Any time an internal body part pushes into an area where it doesn't belong, it's called a hernia.
The hiatus is an opening in the diaphragm -- the muscular wall separating the chest cavity from the abdomen. Normally, the esophagus (food pipe) goes through the hiatus and attaches to the stomach. In a hiatal hernia (also called hiatus hernia) the stomach bulges up into the chest through that opening.
There are two main types of hiatal hernias: sliding and paraesophageal (next to the esophagus).
In a sliding hiatal hernia, the stomach and the section of the esophagus that joins the stomach slide up into the chest through the hiatus. This is the more common type of hernia.
The paraesophageal hernia is less common, but is more cause for concern. The esophagus and stomach stay in their normal locations, but part of the stomach squeezes through the hiatus, landing it next to the esophagus. Although you can have this type of hernia without any symptoms, the danger is that the stomach can become "strangled," or have its blood supply shut off.
Many people with hiatal hernia have no symptoms, but others may have heartburn related to gastroesophageal reflux disease, or GERD. Although there appears to be a link, one condition does not seem to cause the other, because many people have a hiatal hernia without having GERD, and others have GERD without having a hiatal hernia.
People with heartburn may experience chest pain that can easily be confused with the pain of a heart attack. That's why it's so important to undergo testing and get properly diagnosed.

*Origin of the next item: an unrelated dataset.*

PR #1464, opened 2017-06-05
Add missing check on whether bayestopt_ is empty

JohannesPfeifer:


stepan-a:
@JohannesPfeifer Sorry I have just pushed a fix. There was also a problem with xparam1 being undefined.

Most of the time, the cause is not known. A person may be born with a larger hiatal opening. Increased pressure in the abdomen such as from pregnancy, obesity, coughing, or straining during bowel movements may also play a role.

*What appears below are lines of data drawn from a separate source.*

PR #1470, opened 2017-06-16
Fix bug in use_shock_groups

JohannesPfeifer:
Option was not written to correct subfield of options_-structure. Related to 7cd56e96877de4ed2dd22bb579884ab292034d71

### DIFF
--- a/matlab/plot_shock_decomposition.m
+++ b/matlab/plot_shock_decomposition.m
@@ -30,7 +30,6 @@ function [z, steady_state] = plot_shock_decomposition(M_,oo_,options_,varlist)
 
 options_.nodisplay = options_.plot_shock_decomp.nodisplay;
 options_.graph_format = options_.plot_shock_decomp.graph_format;
-options_.use_shock_groups = options_.plot_shock_decomp.use_shock_groups;
 
 % indices of endogenous variables
 if size(varlist,1) == 0
--- a/preprocessor/DynareBison.yy
+++ b/preprocessor/DynareBison.yy
@@ -2553,8 +2553,8 @@ plot_shock_decomposition_options_list : plot_shock_decomposition_option COMMA pl
                                       | plot_shock_decomposition_option
                                       ;
 
-plot_shock_decomposition_option : o_psd_use_shock_groups
-                                | o_psd_colormap
+plot_shock_decomposition_option : o_use_shock_groups
+                                | o_colormap
                                 | o_psd_nodisplay
                                 | o_psd_graph_format
                                 | o_psd_detail_plot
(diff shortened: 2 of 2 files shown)


houtanb:
@JohannesPfeifer are you sure about this change? `plot_shock_decomposition` uses `o_psd_use_shock_groups` which prints the option to `plot_shock_decomp.use_shock_groups`.

`o_use_shock_groups` is used by `shock_decomposition` and `realtime_shock_decomposition` not by `plot_shock_decomposition`

JohannesPfeifer:
@houtanb I would like @rattoma to confirm the correctness, but I am pretty sure. `shock_decomposition` internally relies on `plot_shock_decomposition`. Having the option in a different field means that the latter cannot use it.

rattoma:
@JohannesPfeifer @houtanb 
Indeed plot_shock_decomposition is always used within `shock_decomposition` and `realtime_shock_decomposition` as factorized plotting utility. 

I do not recall why we needed the extra field `options_.plot_shock_decomp` on top of `options_.shock_decomp`, but the patch proposed by @JohannesPfeifer is correct, since plot_decomposition would look at its own list of options ... thank you

houtanb:
@rattoma @JohannesPfeifer if this is the case, then there are two things:
1) We should delete the option `o_psd_use_shock_groups` and replace it by `o_use_shock_groups`
1) I don't understand then the change in `matlab/global_initialization.m`. If this field is not used why not remove it completely?

rattoma:
I may start recalling: the reason should be to avoid the plot options to be persistent, which suggests that the pre-processor should always re-set to default all plot options before any new call to `plot_shock_decomposition`.
If this is the case, then we have to keep the current layout.

houtanb:
This is what this sort of change is for. So that the option passed to the various commands are not persistent.....

rattoma:
yes, which means this PR is fine. many thanks

houtanb:
Ah, so I had misunderstood. Now you are fine with the persistence of options and will not change the backend? If this is the case, then @JohannesPfeifer should make the changes outlined here: https://github.com/DynareTeam/dynare/pull/1470#issuecomment-309430672

JohannesPfeifer:
@houtanb Now I am confused what needs to be done

houtanb:
@JohannesPfeifer the changes that are in this comment. @rattoma is ok with the idea of merging these two options. But, the change you implement in f595d37 has two options, `o_psd_use_shock_groups` and `o_use_shock_groups` that do the same thing.

Also, I don't understand the change you made to `global_initialization.m`. Why do we need `options_.shock_decomp.use_shock_groups` if we always reference `options_.plot_shock_decmp.use_shock_groups`?

rattoma:
@houtanb no sorry, I'm OK with NOT having persistent options for plot_shock_decomposition

houtanb:
@JohannesPfeifer are the changes to be made here clear or would you like me to make the changes?

JohannesPfeifer:
@houtanb I gave it another try

houtanb:
@JohannesPfeifer your change looks good. Can we also remove line 33 of `plot_shock_decomposition.m`? It seems useless.....

JohannesPfeifer:
@houtanb Done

Who Is at Risk for Hiatal Hernia?
Hiatal hernias occur more often in women, people who are overweight, and people older than 50.

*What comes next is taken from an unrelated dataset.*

PR #1475, opened 2017-07-05
Posterior moments: fix bug that prevented updating decision rules for…

JohannesPfeifer:
… parameter vector, leading to wrong results/crashes when computing second moments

How Is a Hiatal Hernia Diagnosed?
A hiatal hernia can be diagnosed with a specialized X-ray (using a barium swallow) that allows visualization of the esophagus or with endoscopy.
How Are Hiatal Hernias Treated?
Most people do not experience any symptoms of their hiatal hernia so no treatment is necessary. However, the paraesophaeal hernia (when part of the stomach squeezes through the hiatus) can in some cases cause the stomach to be strangled, so surgery is sometimes recommended. Other symptoms that may occur along with the hernia such as chest pain should be properly evaluated. Symptoms of GERD should be treated.
When Is Hiatal Hernia Surgery Necessary?
If the hiatal hernia is in danger of becoming constricted or strangulated (so that the blood supply is cut off), surgery may be needed to reduce the hernia, meaning put it back where it belongs.